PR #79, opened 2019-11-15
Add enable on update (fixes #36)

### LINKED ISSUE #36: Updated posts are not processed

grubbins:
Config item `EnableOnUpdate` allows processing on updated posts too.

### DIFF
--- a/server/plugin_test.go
- - - - -
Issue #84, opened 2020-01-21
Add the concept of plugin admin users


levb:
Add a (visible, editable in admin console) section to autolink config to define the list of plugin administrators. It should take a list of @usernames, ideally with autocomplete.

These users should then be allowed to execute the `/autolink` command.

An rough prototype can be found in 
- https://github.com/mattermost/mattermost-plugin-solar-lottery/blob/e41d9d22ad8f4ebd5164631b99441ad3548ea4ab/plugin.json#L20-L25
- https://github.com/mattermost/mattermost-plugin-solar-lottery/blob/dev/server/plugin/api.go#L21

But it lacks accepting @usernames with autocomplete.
- - - - -
> _WHAT YOU WILL DO_
Whatever else the listing above holds, retype exactly only the lines from the one containing "These users should" to the one containing "But it lacks", both ends kept.

> _ANSWER TO THIS PROBLEM_
These users should then be allowed to execute the `/autolink` command.

An rough prototype can be found in 
- https://github.com/mattermost/mattermost-plugin-solar-lottery/blob/e41d9d22ad8f4ebd5164631b99441ad3548ea4ab/plugin.json#L20-L25
- https://github.com/mattermost/mattermost-plugin-solar-lottery/blob/dev/server/plugin/api.go#L21

But it lacks accepting @usernames with autocomplete.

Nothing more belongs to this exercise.